Report every line of the records beneath this task that holds the string "empty".

## Data for analysis
>>>

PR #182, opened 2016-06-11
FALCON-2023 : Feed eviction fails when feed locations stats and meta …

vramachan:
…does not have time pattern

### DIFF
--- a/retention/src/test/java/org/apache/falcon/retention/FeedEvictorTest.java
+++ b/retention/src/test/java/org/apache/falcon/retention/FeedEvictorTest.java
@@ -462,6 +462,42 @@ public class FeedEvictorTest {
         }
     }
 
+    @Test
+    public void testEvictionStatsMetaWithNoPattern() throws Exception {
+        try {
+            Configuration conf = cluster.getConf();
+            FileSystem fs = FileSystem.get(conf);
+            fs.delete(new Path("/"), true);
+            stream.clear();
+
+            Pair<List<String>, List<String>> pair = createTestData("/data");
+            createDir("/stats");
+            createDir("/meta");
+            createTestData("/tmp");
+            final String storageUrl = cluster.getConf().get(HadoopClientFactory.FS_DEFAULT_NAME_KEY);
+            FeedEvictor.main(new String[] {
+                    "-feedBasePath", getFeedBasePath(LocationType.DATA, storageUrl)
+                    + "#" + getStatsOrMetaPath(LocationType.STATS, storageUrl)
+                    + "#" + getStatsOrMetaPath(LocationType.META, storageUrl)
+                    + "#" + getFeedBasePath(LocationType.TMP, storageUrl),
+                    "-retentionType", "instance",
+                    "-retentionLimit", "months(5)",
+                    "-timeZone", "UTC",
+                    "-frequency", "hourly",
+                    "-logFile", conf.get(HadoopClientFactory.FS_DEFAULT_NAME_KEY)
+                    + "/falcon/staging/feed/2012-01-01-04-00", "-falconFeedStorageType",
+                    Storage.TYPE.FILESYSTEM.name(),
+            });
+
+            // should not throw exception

<<<
>>>

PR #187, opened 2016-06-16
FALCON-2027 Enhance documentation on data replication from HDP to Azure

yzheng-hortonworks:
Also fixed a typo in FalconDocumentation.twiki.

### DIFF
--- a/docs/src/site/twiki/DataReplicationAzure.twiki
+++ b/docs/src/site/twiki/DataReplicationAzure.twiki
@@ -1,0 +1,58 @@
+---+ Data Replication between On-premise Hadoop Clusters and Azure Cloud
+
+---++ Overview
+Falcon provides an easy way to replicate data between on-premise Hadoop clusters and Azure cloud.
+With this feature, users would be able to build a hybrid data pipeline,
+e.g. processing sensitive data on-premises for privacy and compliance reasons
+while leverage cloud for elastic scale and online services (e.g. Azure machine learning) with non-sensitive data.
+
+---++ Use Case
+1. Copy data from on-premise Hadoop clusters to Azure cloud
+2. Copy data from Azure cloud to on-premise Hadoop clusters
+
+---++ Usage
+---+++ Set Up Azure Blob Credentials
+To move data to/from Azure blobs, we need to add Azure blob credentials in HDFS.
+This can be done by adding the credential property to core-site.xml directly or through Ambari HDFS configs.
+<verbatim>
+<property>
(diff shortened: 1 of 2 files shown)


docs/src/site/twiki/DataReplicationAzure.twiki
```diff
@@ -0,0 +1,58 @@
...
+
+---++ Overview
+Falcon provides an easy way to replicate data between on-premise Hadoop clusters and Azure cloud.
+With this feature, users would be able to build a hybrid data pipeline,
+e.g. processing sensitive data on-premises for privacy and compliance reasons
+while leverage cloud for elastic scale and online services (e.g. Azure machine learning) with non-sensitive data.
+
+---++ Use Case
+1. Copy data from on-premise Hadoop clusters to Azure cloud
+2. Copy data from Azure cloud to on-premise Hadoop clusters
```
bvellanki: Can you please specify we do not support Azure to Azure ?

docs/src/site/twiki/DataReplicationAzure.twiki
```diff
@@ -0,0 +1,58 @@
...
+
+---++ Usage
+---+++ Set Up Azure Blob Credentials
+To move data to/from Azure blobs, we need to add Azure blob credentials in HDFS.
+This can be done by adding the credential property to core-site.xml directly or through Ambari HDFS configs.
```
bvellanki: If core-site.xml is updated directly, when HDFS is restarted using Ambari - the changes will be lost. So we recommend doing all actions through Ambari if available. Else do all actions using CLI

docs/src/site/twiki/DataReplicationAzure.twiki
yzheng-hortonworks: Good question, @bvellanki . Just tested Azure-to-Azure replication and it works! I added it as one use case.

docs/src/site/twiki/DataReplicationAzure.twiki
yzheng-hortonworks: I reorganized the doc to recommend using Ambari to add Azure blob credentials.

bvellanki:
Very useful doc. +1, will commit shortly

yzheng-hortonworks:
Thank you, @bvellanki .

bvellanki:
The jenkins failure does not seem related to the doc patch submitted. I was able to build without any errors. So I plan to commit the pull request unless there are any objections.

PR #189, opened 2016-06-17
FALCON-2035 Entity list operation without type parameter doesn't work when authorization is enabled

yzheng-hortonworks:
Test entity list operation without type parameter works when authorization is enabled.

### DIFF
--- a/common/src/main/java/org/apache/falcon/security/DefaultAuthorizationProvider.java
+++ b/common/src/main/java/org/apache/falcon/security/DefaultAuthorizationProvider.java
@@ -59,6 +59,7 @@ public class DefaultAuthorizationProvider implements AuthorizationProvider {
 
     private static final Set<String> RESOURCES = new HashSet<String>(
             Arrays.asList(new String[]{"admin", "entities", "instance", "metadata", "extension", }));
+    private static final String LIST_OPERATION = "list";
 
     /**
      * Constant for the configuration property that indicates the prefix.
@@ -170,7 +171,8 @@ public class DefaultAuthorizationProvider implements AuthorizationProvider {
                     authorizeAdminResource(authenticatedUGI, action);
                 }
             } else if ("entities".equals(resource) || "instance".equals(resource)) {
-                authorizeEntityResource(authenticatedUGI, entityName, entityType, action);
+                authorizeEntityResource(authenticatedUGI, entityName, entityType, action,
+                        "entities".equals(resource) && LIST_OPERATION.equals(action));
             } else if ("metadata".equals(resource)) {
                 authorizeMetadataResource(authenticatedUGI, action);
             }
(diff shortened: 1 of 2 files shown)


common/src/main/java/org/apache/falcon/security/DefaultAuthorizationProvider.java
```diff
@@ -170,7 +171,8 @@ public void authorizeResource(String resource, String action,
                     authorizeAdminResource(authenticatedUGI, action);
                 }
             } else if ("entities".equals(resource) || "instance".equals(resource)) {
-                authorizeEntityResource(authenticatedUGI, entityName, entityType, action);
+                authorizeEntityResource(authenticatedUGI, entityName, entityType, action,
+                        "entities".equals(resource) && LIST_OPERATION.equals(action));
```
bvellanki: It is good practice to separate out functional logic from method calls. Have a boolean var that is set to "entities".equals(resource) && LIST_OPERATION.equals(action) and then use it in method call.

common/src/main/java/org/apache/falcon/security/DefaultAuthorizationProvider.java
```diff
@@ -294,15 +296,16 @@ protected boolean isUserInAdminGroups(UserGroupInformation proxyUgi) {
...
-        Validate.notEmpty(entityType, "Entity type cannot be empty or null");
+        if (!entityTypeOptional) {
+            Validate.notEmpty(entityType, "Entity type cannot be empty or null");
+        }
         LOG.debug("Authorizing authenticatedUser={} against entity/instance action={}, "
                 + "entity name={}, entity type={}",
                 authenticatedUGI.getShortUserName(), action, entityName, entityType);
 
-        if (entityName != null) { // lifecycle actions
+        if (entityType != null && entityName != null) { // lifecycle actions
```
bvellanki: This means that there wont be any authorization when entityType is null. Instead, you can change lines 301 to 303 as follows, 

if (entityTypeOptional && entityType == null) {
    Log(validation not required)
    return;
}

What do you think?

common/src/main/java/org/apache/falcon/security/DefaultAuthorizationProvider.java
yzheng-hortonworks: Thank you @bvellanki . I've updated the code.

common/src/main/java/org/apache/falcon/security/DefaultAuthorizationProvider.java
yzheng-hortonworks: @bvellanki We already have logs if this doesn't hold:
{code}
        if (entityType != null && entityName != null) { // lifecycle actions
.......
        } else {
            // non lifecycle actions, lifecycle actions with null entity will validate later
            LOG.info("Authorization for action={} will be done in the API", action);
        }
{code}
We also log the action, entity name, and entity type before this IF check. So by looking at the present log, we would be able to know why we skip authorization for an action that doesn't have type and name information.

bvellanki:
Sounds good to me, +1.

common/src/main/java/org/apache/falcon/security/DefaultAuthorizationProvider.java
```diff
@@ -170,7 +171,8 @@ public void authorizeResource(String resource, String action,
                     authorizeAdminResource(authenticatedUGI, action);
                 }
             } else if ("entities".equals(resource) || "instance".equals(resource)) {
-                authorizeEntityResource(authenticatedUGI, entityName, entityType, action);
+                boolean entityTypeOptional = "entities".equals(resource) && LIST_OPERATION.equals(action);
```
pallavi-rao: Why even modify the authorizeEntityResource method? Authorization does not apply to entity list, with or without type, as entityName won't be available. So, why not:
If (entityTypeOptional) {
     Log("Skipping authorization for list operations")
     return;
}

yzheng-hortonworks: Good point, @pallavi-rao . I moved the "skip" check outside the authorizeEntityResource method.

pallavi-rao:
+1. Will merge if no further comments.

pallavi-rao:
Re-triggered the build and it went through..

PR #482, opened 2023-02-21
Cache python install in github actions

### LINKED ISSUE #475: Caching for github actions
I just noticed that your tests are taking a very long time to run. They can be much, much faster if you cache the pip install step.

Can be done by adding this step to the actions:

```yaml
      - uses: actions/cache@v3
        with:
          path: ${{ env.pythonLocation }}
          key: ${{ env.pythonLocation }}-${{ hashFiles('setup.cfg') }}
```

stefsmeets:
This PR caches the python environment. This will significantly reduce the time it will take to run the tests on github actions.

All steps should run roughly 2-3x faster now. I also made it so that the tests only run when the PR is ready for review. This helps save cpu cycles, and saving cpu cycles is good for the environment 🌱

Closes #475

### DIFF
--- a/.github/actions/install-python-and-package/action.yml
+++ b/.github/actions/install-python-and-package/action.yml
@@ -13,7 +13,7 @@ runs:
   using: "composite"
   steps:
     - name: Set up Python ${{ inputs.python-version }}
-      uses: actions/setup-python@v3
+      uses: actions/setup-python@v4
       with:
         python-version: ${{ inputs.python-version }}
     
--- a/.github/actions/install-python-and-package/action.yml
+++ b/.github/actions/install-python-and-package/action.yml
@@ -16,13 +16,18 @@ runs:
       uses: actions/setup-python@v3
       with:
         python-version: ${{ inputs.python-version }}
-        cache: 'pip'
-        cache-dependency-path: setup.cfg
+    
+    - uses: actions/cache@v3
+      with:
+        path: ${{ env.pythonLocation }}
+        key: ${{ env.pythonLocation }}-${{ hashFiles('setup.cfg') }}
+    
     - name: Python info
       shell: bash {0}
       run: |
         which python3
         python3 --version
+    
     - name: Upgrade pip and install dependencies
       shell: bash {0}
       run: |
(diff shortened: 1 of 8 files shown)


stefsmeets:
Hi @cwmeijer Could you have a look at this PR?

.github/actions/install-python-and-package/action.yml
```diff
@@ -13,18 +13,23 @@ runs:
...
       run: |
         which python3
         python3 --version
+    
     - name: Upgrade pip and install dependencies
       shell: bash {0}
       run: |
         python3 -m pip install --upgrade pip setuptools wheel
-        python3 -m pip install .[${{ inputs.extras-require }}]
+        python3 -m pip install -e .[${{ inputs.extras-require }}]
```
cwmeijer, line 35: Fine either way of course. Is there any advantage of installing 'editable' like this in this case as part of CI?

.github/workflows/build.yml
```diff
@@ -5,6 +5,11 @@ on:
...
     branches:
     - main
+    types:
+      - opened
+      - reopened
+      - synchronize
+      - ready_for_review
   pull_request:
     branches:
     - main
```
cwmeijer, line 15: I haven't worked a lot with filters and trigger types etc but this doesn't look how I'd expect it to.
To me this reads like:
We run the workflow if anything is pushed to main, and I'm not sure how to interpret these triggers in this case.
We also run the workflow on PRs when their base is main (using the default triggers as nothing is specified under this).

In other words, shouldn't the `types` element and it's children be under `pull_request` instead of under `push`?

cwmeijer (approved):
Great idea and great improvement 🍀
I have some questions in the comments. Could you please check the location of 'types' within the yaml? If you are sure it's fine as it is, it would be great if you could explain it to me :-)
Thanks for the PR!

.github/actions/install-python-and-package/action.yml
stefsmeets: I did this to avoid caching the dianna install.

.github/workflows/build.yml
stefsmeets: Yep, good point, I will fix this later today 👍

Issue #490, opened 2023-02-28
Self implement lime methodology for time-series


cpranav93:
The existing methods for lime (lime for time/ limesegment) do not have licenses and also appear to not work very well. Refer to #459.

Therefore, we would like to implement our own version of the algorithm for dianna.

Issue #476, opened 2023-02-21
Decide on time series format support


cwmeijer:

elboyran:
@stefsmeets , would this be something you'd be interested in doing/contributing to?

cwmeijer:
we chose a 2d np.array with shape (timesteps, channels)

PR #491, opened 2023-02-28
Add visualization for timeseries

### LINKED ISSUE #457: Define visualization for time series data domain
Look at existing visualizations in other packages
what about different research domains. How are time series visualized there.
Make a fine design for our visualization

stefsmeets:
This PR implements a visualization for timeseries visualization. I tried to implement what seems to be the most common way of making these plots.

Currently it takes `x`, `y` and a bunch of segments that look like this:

<<<
>>>

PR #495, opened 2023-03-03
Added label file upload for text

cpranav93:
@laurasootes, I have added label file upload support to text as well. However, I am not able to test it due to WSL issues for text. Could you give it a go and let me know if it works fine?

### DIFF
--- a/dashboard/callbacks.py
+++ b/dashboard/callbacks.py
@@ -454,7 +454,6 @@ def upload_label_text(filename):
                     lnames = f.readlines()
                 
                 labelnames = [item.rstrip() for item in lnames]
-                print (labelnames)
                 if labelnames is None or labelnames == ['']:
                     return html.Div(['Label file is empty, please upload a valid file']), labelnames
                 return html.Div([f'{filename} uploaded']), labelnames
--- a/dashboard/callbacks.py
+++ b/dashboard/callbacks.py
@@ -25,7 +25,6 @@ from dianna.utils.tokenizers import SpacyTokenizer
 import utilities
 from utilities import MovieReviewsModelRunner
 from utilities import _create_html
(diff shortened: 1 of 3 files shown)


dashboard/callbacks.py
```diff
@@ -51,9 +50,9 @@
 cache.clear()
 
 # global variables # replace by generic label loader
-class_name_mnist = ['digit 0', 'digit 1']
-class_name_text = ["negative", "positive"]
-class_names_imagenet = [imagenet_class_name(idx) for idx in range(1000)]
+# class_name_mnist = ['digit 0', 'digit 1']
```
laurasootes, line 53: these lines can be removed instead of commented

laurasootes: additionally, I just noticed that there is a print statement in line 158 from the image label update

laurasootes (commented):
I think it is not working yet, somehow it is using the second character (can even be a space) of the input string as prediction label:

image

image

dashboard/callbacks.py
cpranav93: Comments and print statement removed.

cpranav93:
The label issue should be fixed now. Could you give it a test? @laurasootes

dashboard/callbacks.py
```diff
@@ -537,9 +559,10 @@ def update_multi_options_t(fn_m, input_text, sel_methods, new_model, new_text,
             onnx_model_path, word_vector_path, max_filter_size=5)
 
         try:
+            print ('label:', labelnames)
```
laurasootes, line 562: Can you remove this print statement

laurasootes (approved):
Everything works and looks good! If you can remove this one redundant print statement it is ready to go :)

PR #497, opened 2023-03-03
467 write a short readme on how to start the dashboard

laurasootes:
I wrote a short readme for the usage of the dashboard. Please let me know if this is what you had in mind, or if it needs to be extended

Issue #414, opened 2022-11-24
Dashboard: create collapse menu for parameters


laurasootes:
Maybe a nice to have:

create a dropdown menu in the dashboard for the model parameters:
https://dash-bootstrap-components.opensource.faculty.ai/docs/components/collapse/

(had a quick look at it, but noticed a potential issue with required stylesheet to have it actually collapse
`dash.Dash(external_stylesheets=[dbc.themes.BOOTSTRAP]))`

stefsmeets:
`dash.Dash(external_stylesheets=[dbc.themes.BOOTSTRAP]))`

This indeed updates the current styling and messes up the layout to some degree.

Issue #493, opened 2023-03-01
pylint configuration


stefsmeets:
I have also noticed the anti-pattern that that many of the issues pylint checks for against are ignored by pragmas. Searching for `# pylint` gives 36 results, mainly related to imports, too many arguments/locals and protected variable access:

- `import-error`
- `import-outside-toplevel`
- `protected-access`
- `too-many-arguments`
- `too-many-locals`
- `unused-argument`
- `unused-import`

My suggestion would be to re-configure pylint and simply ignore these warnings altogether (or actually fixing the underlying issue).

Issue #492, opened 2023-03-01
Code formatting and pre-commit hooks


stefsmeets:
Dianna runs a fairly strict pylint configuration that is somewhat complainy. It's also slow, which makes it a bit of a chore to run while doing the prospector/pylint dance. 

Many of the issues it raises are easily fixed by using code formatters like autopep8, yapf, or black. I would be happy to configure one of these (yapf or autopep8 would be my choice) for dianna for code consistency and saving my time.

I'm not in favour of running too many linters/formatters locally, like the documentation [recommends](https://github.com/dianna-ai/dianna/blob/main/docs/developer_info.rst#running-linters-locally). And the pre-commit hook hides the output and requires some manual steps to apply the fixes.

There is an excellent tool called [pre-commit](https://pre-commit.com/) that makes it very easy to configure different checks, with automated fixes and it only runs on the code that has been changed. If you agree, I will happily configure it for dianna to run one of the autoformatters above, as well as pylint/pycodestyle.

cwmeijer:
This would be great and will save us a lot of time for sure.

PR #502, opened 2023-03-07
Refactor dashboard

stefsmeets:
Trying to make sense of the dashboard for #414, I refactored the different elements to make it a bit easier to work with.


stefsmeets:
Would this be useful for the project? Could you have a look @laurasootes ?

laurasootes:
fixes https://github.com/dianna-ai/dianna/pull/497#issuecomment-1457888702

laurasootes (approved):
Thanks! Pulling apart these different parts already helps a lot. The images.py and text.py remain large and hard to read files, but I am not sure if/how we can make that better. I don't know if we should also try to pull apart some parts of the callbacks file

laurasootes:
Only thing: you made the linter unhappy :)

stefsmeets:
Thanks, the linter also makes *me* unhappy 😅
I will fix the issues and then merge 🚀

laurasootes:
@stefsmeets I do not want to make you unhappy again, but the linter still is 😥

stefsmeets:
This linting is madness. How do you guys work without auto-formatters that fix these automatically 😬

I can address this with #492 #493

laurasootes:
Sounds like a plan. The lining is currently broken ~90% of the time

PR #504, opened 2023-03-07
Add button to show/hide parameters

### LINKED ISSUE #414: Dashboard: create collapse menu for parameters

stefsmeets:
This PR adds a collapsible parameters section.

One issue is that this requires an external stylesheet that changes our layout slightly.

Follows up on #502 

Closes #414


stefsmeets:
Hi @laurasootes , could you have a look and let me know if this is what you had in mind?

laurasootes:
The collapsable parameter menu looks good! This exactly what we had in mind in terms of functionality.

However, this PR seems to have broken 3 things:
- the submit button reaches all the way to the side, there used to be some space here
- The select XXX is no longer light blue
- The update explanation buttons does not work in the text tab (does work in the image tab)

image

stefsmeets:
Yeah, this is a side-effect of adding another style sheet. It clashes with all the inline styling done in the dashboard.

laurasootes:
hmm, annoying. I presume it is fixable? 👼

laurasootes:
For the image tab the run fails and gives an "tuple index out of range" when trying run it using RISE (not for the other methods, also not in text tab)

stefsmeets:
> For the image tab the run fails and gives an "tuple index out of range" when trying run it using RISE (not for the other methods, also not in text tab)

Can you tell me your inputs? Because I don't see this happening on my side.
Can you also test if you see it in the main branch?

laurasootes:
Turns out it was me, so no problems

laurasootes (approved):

<<<

## Exercise result
-        Validate.notEmpty(entityType, "Entity type cannot be empty or null");
+            Validate.notEmpty(entityType, "Entity type cannot be empty or null");
                     return html.Div(['Label file is empty, please upload a valid file']), labelnames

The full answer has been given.